Maybe that’s exactly the point. The transformation of our energy policy will disrupt the identities and lives of tens of thousands of good and earnest people…people who are dutifully feeding our energy thirst and, yes, creating a life of their own.
I began to see the connection while watching the advance screening of the documentary Switch, a visually astonishing effort to lead a balanced national energy conversation. The film follows Dr. Scott Tinker, Director of the Bureau of Economic Geology as he visits the most significant energy producers in the world. Here is the Plant Manager of Belle Ayr Mine, one of 13 in the Powder River Basin which together produce half of all US coal and nearly a quarter of US electricity (and a fair share of our CO2 emissions), beaming with pride about his excavation of “three Panama Canal’s worth” of coal every single year! Here is the bright and compassionate manager of the Perdido offshore oil platform in the Gulf of Mexico, risking life and limb – as did his colleagues on the BP Horizon rig – to power our Ford F-150s and automotive industry resurgence. Here is the undeniably human face of a vast, complex energy infrastructure…the very face that turned – respectfully, cynically and hopefully – toward a visiting Obama in Cushing.

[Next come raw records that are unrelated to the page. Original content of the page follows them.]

PR #3940, opened 2026-06-22
fix(argo-workflows): skip static credential rendering when useSDKCreds is true

daigo424:
## What this PR does

When `artifactRepository.s3.useSDKCreds: true` is set (e.g. for IRSA / IAM Roles for Service Accounts on EKS), the chart still renders `accessKeySecret` and `secretKeySecret` because `useStaticCredentials` defaults to `true`.

Since `accessKeySecret` is not provided by the user in this case, the template fails with a nil pointer error:

> `nil pointer evaluating interface {}.key`

This makes the Helm release unrenderable, causing ArgoCD to show `ComparisonError` and the `argo` namespace to never be created.

## Changes

Conditionally skip the `accessKeySecret` / `secretKeySecret` / `sessionTokenSecret` block when `useSDKCreds: true`, regardless of the `useStaticCredentials` value.

```diff
- {{- if .Values.useStaticCredentials }}
+ {{- if and .Values.useStaticCredentials (not .Values.artifactRepository.s3.useSDKCreds) }}
```

## Backward compatibility

- Users relying on static credentials (`useStaticCredentials: true` with `accessKeySecret` set) are unaffected.
- Users using SDK-based auth (`useSDKCreds: true`) no longer need to set `useStaticCredentials: false` explicitly or provide dummy credential values as a workaround.

Checklist:

### DIFF
--- a/charts/argo-workflows/Chart.yaml
+++ b/charts/argo-workflows/Chart.yaml
@@ -3,7 +3,7 @@ appVersion: v4.0.6
 name: argo-workflows
 description: A Helm chart for Argo Workflows
 type: application
-version: 1.0.16
+version: 1.0.17
 icon: https://argo-workflows.readthedocs.io/en/stable/assets/logo.png
 home: https://github.com/argoproj/argo-helm
 sources:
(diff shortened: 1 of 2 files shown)


vladlosev (dismissed):
LGTM

vladlosev (approved):

jmeridth (approved):

PR #3943, opened 2026-06-23
feat(argo-workflows): add envFrom to controller and argo-server containers

somaz94:
## Summary

Adds an optional `controller.envFrom` and `server.envFrom` to the argo-workflows chart, so the workflow-controller and argo-server containers can load environment variables from ConfigMaps/Secrets via `envFrom`.

This mirrors patterns already in the chart and the wider repo:
- the Workflow main container already has `mainContainer.envFrom` (added in #1736)
- the sibling `argo-events` chart exposes per-controller `envFrom`
- both `controller` and `server` already expose `extraEnv`, so `envFrom` is the natural companion

Default is `[]`, so the rendered output is unchanged for existing users (the field only renders when set).

## Validation (local)

- `helm lint`: 1 chart linted, 0 failed
- `./scripts/helm-docs.sh` (helm-docs v1.9.1): README regenerated, diff is only the two new rows
- `helm template`:
  - default: no `envFrom` rendered, default manifests byte-identical except the `helm.sh/chart` version label
  - `controller.envFrom` set: renders `envFrom` on the controller container
  - `server.envFrom` set: renders `envFrom` on the argo-server container

## Changes

- `values.yaml`: `controller.envFrom` + `server.envFrom` (default `[]`)
- `templates/controller/workflow-controller-deployment.yaml`, `templates/server/server-deployment.yaml`: wire `envFrom`
- `README.md`: helm-docs rows
- `Chart.yaml`: version 1.0.22 -> 1.0.23 + changelog annotation

PR #3951, opened 2026-07-02
feat(argo-cd): support custom secret name for redis password

maarous:
### Summary

This MR adds a new `redis.existingSecret` value to the argo-cd chart, allowing users to reference a pre-existing Kubernetes Secret for the Redis password instead of the hardcoded `argocd-redis` secret name.

### Motivation

Currently, the Redis deployment template hardcodes `argocd-redis` as the secret name in the `REDIS_PASSWORD` `secretKeyRef`. Users who manage their Redis credentials externally have no way to point the chart at their own secret and are forced to name it `argocd-redis`. This change makes the secret name configurable while keeping the existing behavior as the default.

### Checklist


jmeridth:
@maarous Thanks for the contribution, and sorry it sat two months without feedback. The use case is legitimate, but the PR as written has a functional gap that would break Redis auth for anyone who uses it, so it needs changes before it can move forward.

**The Redis clients don't follow the new secret name.** This PR changes where the Redis server (and exporter sidecar) reads `REDIS_PASSWORD`, but argocd-server, repo-server, and the application controller get their `REDIS_PASSWORD` via the `argo-cd.redisPasswordSecretRef` helper in `_helpers.tpl`. In exactly the scenario this PR targets (embedded Redis with `redisSecretInit.enabled: false`), that helper still points at the hard-coded `argocd-redis` secret with `optional: true`. So with `redis.existingSecret: my-secret` and no `argocd-redis` secret present, the server enforces the password from your secret while every client silently connects without one, and auth fails cluster-wide.

To make this work end to end:

1. Update the final branch of `argo-cd.redisPasswordSecretRef` to honor the new value, roughly `name: {{ default "argocd-redis" .Values.redis.existingSecret }}`.
2. In that branch, make `optional: false` when `redis.existingSecret` is set. An explicitly named secret that's missing is a configuration error and should fail loudly, not degrade to no-auth.
3. Bump the chart version in `Chart.yaml` and add the `artifacthub.io/changes` changelog entry, otherwise lint CI will fail (see the PR checklist in CONTRIBUTING).

Two smaller notes: please keep the value docs explicit that the secret key must be `auth` and that this only applies to embedded Redis (external Redis already has `externalRedis.existingSecret`), and be aware there's a broader discussion in #3734 about restructuring redis secret configuration, so keeping this change minimal and consistent with the existing flat style is the right call for now.

Happy to review once updated.

maarous:
Hi @jmeridth , thanks for the detailed review!
No worries at all about the delay, it was summer and everyone deserves a holiday :smile: 

I've pushed updates addressing all the points. Ready for another look whenever you have time. Hopefully a bit sooner than two months this time :sweat_smile:

tico24 (commented):
The checklist from the PR template is missing from the description. Can you put it back and tick what applies? ([template](https://github.com/argoproj/argo-helm/blob/main/.github/pull_request_template.md))

charts/argo-cd/templates/_helpers.tpl
```diff
@@ -345,9 +345,10 @@ optional: false # Secret is not optional in this case !
 
     {{- else -}}
     {{- /* All other use cases (e.g. disabled pre-install Job) */ -}}
-name: "argocd-redis"
+    {{- /* Secret is required when specifying redis.existingSecret, otherwise it is optional */ -}}
+name: {{ default "argocd-redis" .Values.redis.existingSecret }}
```
tico24, line 349: What about redis-ha? I rendered it with `redis-ha.enabled=true`, `redisSecretInit.enabled=false` and `redis.existingSecret=my-secret`. argocd-server, repo-server and the application controller all read `my-secret`, but redis-ha still reads `redis-ha.existingSecret`, which defaults to `argocd-redis`. So unless someone sets both, the clients and Redis are looking at different passwords. Should this branch leave redis-ha alone, or should the `redis.existingSecret` docs say to set `redis-ha.existingSecret` to the same name?

jmeridth:
@maarous confirming the two items from my August review are both resolved exactly as discussed: the `argo-cd.redisPasswordSecretRef` fallback branch now honors `redis.existingSecret`, and `optional` flips to `false` when the value is set so a missing named secret fails loudly. Thank you for the thorough rework. @tico24's redis-ha question is the remaining substantive item. One mechanical note while you're addressing it: per the convention discussion on #4060 (new backwards-compatible values ship as patches, matching #3943/#3967/#3982/#3659), this should be a patch bump on current main rather than `10.10.0`.

charts/argo-cd/templates/_helpers.tpl
maarous: I've added the following check to the helpers file (in line 346) to prevent this issue:
```go
    {{- else if (index .Values "redis-ha").enabled -}}
    {{- /* Embedded redis-ha with disabled pre-install Job: follow the Secret used by the redis-ha subchart */ -}}
name: {{ index .Values "redis-ha" "existingSecret" }}
key: auth
optional: true
```

maarous: I added also the PR template. Thanks @tico24 for the review !

maarous:
@jmeridth I've pushed an update addressing all the points.

charts/argo-cd/templates/_helpers.tpl
tico24: This breaks if `redis-ha.existingSecret` is a template. redis-ha runs it through `tpl`, so `"{{ .Release.Name }}-creds"` works on its side, but here it goes in as-is and the chart won't render (`YAML parse error on argo-cd/templates/argocd-application-controller/statefulset.yaml`).

It also ignores `redis-ha.authKey`. Set that to `password` and Redis reads `password` from the secret, but argocd-server, repo-server and the controller still read `auth`.

And if someone sets `existingSecret: null` so redis-ha creates its own secret, those three end up with an empty `name:`.

Could the name go through `tpl` and fall back to the redis-ha fullname, and the key come from `authKey`? Worth mentioning the redis-ha change in the changelog too, it only covers `redis.existingSecret` at the moment.

maarous: @tico24 done !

Was Obama’s visit an act of leadership to begin “pacing the loss” for Cushing? Or, rather, was Cushing a convenient prop to appease those independents teetering toward the right in November? Some of us hope for a renewable energy answer in the technical solutions of solar, wind, geothermal and nuclear. Others recognize the need to change our own energy behavior. We need energy transformation, but it will not happen unless the advocates for change take responsibility for the casualties they will create along the way.